Running
Cold Sweating: Disordered Thoughts
The notion that you can sweat out a cold, that you can purify your body through effort and that the water that beads on your skin and pours in rivulets to the floor is carrying with it the remnants of the virus or the contagion that made you feel bad–it’s so compelling an idea that it’s hard to let go of it. Science says no, all you are doing is sweating, and what’s more you are diverting energy your body needs to fight disease. You will likely get more sick rather than less from it.

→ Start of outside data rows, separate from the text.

PR #5199, opened 2022-07-27
chore: checking and fixing eslint warnings on the onboarding wizard pages

### LINKED ISSUE #4900: eslint warnings relating to useEffect hook dependencies in onboarding wizard pages
## About the bug
This is a subset of issue #4815, which is being chunked into smaller, logical units so that it can be analyzed in greater detail by a few members of the team.

**Steps to reproduce:**

1. run `yarn eslint` in `ui` root directory
2. receive warnings from React hooks with missing dependencies in `homepageExperience` directories

**Expected behavior:**
Eslint warnings for missing dependencies either do not exist, or (where appropriate) are suppressed.

**Actual behavior:**
Eslint warnings like the following, as shown in the attached file. `warning  React Hook useEffect has a missing dependency: 'dispatch'. Either include it or remove the dependency array`

**Visual Proof:**
Attached sample `eslint` log.
[eslintlog.txt](https://github.com/influxdata/ui/files/8992674/eslintlog.txt)

## About your environment

**Environment info:**
- System info: Darwin 21.5.0 x86_64

alexjw3:
Investigated and fixed multiple eslint warnings on the onboarding pages. After investigating these, I come out with 4 questions that could possibly lead to more tickets being made:
1. How many suppressed eslint messages are there that actually could just have an unchanging variable in the array? Could this help with debugging later if something actually were wrong, as at least this warning wouldn't be suppressed? Said differently, what is the harm of adding the unchanging functions or variables into the hook just as default? (Refer here: https://github.com/facebook/react/issues/14920#issuecomment-471070149)
2. It seems as though that all the onboarding wizard pages reuse a lot of the same code. Is there a way that we can streamline it slightly better or pare down the code?
3. Specifically within the overview section, due to the nature of Bill's fix (read fix #4640) we event every time the video is unfocused and refocused, not just the first time it is clicked (unfocused and refocused in this context is clicking outside the video then back into the video). Should we only allow this to happen once?
4. On the initializeClient and Tokens page, we are using await when it seems to not be necessary. A warning is also being thrown, saying that await has no effect on this type of expression (dispatch). Should they be removed?

Closes #4900.

### Checklist


hoorayimhelping:
>Said differently, what is the harm of adding the unchanging functions or variables into the hook just as default?

I think we probably add functions to the dependency arrays. I think the ignoring it might be a case of misunderstanding the impelementation details how how hooks work (which is completely understandable - to use hooks effectively, you have to understand how react implements them, unfortunately).

>It seems as though that all the onboarding wizard pages reuse a lot of the same code. Is there a way that we can streamline it slightly better or pare down the code?

Yep, the way to do it is to refactor the code now that it's been in use for a while and has been reused and pushed beyond what it was originally designed to do.

>we event every time the video is unfocused and refocused, not just the first time it is clicked (unfocused and refocused in this context is clicking outside the video then back into the video). Should we only allow this to happen once?

I'm not sure what the expected behavior is or what is useful for Amy and the analytics team. But we should figure out what we need this to do and make it do that. Good find.

>On the initializeClient and Tokens page, we are using await when it seems to not be necessary. A warning is also being thrown, saying that await has no effect on this type of expression (dispatch). Should they be removed?

Seems like the `await`s should be removed if they have no affect

src/homepageExperience/components/steps/Finish.tsx
```diff
@@ -79,7 +79,7 @@ export const Finish = (props: OwnProps) => {
       props.markStepAsCompleted()
       fireConfetti()
     }
-  }, [])
+  }, []) // eslint-disable-line react-hooks/exhaustive-deps
```
wdoconnell, line 82: I would avoid this if possible - it should be okay to put the props and wizard information in the dependency array, since none of that should change. Try removing the comment, and then testing the page with all of the dependencies React flags for you.

src/homepageExperience/components/steps/Overview.tsx
```diff
@@ -23,7 +23,7 @@ export const Overview: FC<Props> = ({wizard}) => {
       }
     }
     window.addEventListener('blur', checkVidClick)
-  }, [])
+  }, [wizard])
```
wdoconnell, line 26: Good. This is exactly what we should be doing here.

src/homepageExperience/components/steps/Tokens.tsx
```diff
@@ -79,14 +79,14 @@ export const Tokens: FC<OwnProps> = ({
       dispatch(createAuthorization(authorization))
       event(`firstMile.${wizardEventName}.tokens.tokenCreated`)
     }
-  }, [sortedPermissionTypes.length])
+  }, [sortedPermissionTypes.length, tokenValue]) // eslint-disable-line react-hooks/exhaustive-deps
```
wdoconnell, line 82: If you add `tokenValue`, you should need to add `// eslint-disable-line react-hooks/exhaustive-deps`. Is that to resolve another missing dependency - like `wizardEventName`? It's totally fine to include those in the dep array, they won't change.

src/homepageExperience/components/steps/cli/InitializeClient.tsx
```diff
@@ -104,14 +104,14 @@ export const InitializeClient: FC<OwnProps> = ({
       dispatch(createAuthorization(authorization))
       event(`firstMile.${wizardEventName}.tokens.tokenCreated`)
     }
-  }, [sortedPermissionTypes.length])
+  }, [sortedPermissionTypes.length, tokenValue]) // eslint-disable-line react-hooks/exhaustive-deps
```
wdoconnell, line 107: Same comment here. Unless there's a reason I would add all missing dependencies to the array, and not do `// eslint-disable-line`

src/homepageExperience/components/steps/cli/InstallDependencies.tsx
```diff
@@ -9,18 +9,10 @@ import {
...
 } from '@influxdata/clockface'
 
-import React, {FC, useEffect, useState} from 'react'
-import {useDispatch} from 'react-redux'
-import {getBuckets} from 'src/buckets/actions/thunks'
+import React, {FC, useState} from 'react'
 import {event} from 'src/cloud/utils/reporting'
 
 export const InstallDependencies: FC = () => {
-  const dispatch = useDispatch()
```
wdoconnell, line 18: What's the reason for proposing removing this useEffect hook?

src/homepageExperience/components/steps/python/WriteData.tsx
```diff
@@ -46,7 +46,7 @@ export const WriteDataComponent = (props: OwnProps) => {
   useEffect(() => {
     setSelectedBucket(bucket)
     onSelectBucket(bucket.name)
-  }, [bucket])
+  }, [bucket, onSelectBucket])
```
wdoconnell, line 49: Final Q - for all of these, double check to make sure we're not still missing a dependency on any. (It would be annoying if you spent the time fixing these issues, and then there was one remaining on the same page!)

wdoconnell (changes requested):
Good progress - I would definitely err on the side of removing the linter comments (// ) and instead including dependencies in the array, unless it results in a bug on the page or some other issue with the logic.

If you run into issues when testing these without the comment removed, let me know!

wdoconnell:
> > Said differently, what is the harm of adding the unchanging functions or variables into the hook just as default?
> 
> I think we probably add functions to the dependency arrays. I think the ignoring it might be a case of misunderstanding the impelementation details how how hooks work (which is completely understandable - to use hooks effectively, you have to understand how react implements them, unfortunately).
> 
> > It seems as though that all the onboarding wizard pages reuse a lot of the same code. Is there a way that we can streamline it slightly better or pare down the code?
> 
> Yep, the way to do it is to refactor the code now that it's been in use for a while and has been reused and pushed beyond what it was originally designed to do.
> 

@alexjw3 Would you be able to take a look at the ones that use recycled code, and create an issue for it?  That's a great refactor to clean up repetitive code.

> > we event every time the video is unfocused and refocused, not just the first time it is clicked (unfocused and refocused in this context is clicking outside the video then back into the video). Should we only allow this to happen once?
> 
> I'm not sure what the expected behavior is or what is useful for Amy and the analytics team. But we should figure out what we need this to do and make it do that. Good find.
> 

@alexjw3 That's a totally good point, but I ended up resolving this one with Amy. Per @Luckette , the event should be generated "every time - Data analysts will be able to filter for unique clicks". I should have added Amy's response to my PR for document why we did it that way though. Let me do that now so it doesn't come up again.

> > On the initializeClient and Tokens page, we are using await when it seems to not be necessary. A warning is also being thrown, saying that await has no effect on this type of expression (dispatch). Should they be removed?
> 
> Seems like the `await`s should be removed if they have no affect

Yup - the `await` @alexjw3 showed me is just `await dispatch`, and since that's synchronous, the `await` wasn't doing anything. So safe to propose removing from that file.

src/homepageExperience/components/steps/Finish.tsx
```diff
@@ -69,30 +69,38 @@ const handleNextStepEvent = (wizardEventName: string, nextStepName: string) => {
...
-    if (!props.finishStepCompleted) {
-      event(`firstMile.${props.wizardEventName}.finished`)
-      props.markStepAsCompleted()
+    if (!finishStepCompleted) {
+      event(`firstMile.${wizardEventName}.finished`)
+      markStepAsCompleted()
       fireConfetti()
     }
-  }, [])
+  }, [finishStepCompleted, markStepAsCompleted, wizardEventName])
```
wdoconnell, line 92: This is kind of an interesting case that it's worth discussing, so let's pair up on it briefly. I believe this is the right result, but it's worth walking through the code a bit to talk about why it's all good to add `finishStepCompleted` here.

src/homepageExperience/components/steps/Tokens.tsx
```diff
@@ -62,11 +62,11 @@ export const Tokens: FC<OwnProps> = ({
   )
 
   useEffect(() => {
-    const fetchResources = async () => {
-      await dispatch(getAllResources())
+    const fetchResources = () => {
```
wdoconnell, line 65: This one is also interesting - and the issues with this `useEffect` hook have led us to a bug we need to fix in the wizards that generate tokens.

1. The `await` wasn't doing anything here, because there was no code following it in the hook.
2. Really, the bigger issue here is that dispatching the thunk middleware needs to have a `try/catch` block around it, or invoke the `.then()` and `.catch()` methods from the returned promise. `getAllResources` throws an error if it doesn't receive a `200` status code from the endpoint. Right now, that error is uncaught, so the UI will likely bug out on this page when the token request fails if we don't add error handling.

src/homepageExperience/components/steps/cli/InitializeClient.tsx
```diff
@@ -80,18 +80,18 @@ export const InitializeClient: FC<OwnProps> = ({
...
+  }, [dispatch])
 
   useEffect(() => {
     onSelectBucket(bucket.name)
   }, [bucket, onSelectBucket])
 
   useEffect(() => {
-    const fetchResources = async () => {
-      await dispatch(getAllResources())
+    const fetchResources = () => {
```
wdoconnell, line 90: Same as above - this led us to a nice bug we can squash in both instances where `getAllResources()` gets invoked.

src/homepageExperience/components/steps/cli/InitializeClient.tsx
```diff
@@ -104,14 +104,21 @@ export const InitializeClient: FC<OwnProps> = ({
       dispatch(createAuthorization(authorization))
       event(`firstMile.${wizardEventName}.tokens.tokenCreated`)
     }
-  }, [sortedPermissionTypes.length])
+  }, [
+    dispatch,
+    me.id,
+    org.id,
+    sortedPermissionTypes,
```
wdoconnell, line 111: This is likely good since `sortedPermissionTypes` is memoized, but let's talk about it.

wdoconnell (changes requested):
Looks good. This has helped identified some bugs in the wizards that we can track down and solve in this ticket.

src/homepageExperience/components/steps/Tokens.tsx
wdoconnell: @alexjw3 and I talked about this - this is a great one to talk about at code review.

src/homepageExperience/components/steps/cli/InitializeClient.tsx
wdoconnell: Talked about this in pairing - sticking with `sortedPermissionTypes.length` here may be sufficiently safe, since what we care about is whether or not the array has `length`.

wdoconnell:
@alexjw3 I'm going to re-run CI here before the midday CI/CD 👻 s start throwing us `502 bad gateway` errors 😺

It feels so right, though, that it makes me wonder about modes of knowing, makes me think about how science can only describe and say so much. Surely the body has its own wisdom and instructs us in ways that we can’t quantify or rationalize.

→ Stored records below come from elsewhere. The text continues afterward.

PR #5200, opened 2022-07-27
fix(deepLinks): fix broken check against org reference

### LINKED ISSUE #5130: Flaky Test: UncaughtException in DeepLink code
Null check should be added to deepLinks.ts code for the buildDeepLinkingMap(org) function call.

If the org is null, have calling code re-login?  Attempt to retrieve org again?

At the moment, if org == null, then exception is thrown for org.id (unable to retrieve property id of null).
see https://app.circleci.com/pipelines/github/influxdata/monitor-ci/13616/workflows/6bf8e29d-1948-47f7-b4d6-99b3224f212e/jobs/836236 for example of failure.

hoorayimhelping:
Closes #5130

https://github.com/influxdata/ui/pull/4826 Changed `NotFound.tsx` from a class component to a function component, and in doing so, chaged what used to be an instance variable into a React `ref`. Unfortunately, it didn't update the check if `org` existed, and so the code that handles org not being present (in the case of logged-out users) never runs, causing OSS tests to fail and the feature to be broken for logged-out users.

### Checklist

### DIFF
--- a/cypress/e2e/shared/deepLinks.test.ts
+++ b/cypress/e2e/shared/deepLinks.test.ts
@@ -12,7 +12,6 @@ describe('Deep linking', () => {
   // so you'll probably need to follow-up with the docs and/or marketing teams.
   it('should be redirected to the approprate page from a shortened link', () => {
     cy.get('@org').then((org: Organization) => {
-      cy.wait(1000)
       cy.visit('/me/about')
       cy.location('pathname').should('eq', `/orgs/${org.id}/about`)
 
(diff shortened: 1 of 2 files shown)


cypress/e2e/shared/deepLinks.test.ts
```diff
@@ -12,7 +12,6 @@ describe('Deep linking', () => {
   // so you'll probably need to follow-up with the docs and/or marketing teams.
   it('should be redirected to the approprate page from a shortened link', () => {
     cy.get('@org').then((org: Organization) => {
-      cy.wait(1000)
```
hoorayimhelping, line 15: this `wait` was part of the feature flagging code, which waited after flipping the feature flag, but (erroneously) wasn't removed when the feature flag was removed

wdoconnell (approved):
Yassss 🎉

I used to justify smoking when I was sick by imagining the hot smoke purifying my lungs, making an autoclave in my ribs, burning out the disease. That too felt right and true in my body. But since then, I’ve refrained from smoking and have even developed a habit of using a Disposable Particulate Filtering Respirator Mask.
So maybe it’s not a battle between the body’s wisdom and rational knowledge, but between pleasure and…what. The sweat of a sick body prickles the skin like sleep does, makes the sick body–which is so within itself, so cut off from the world by its misery—feel a kind of pleasure that’s almost like reanimation. A feeling of aliveness in that sweat, at that boundary between body and air, vital and desirable and pleasurable.
Of course there is also this: a mind in a diseased body is a mind in disorder. And sweat, effort, exertion help restore order. The body works and the mind settles into its traces.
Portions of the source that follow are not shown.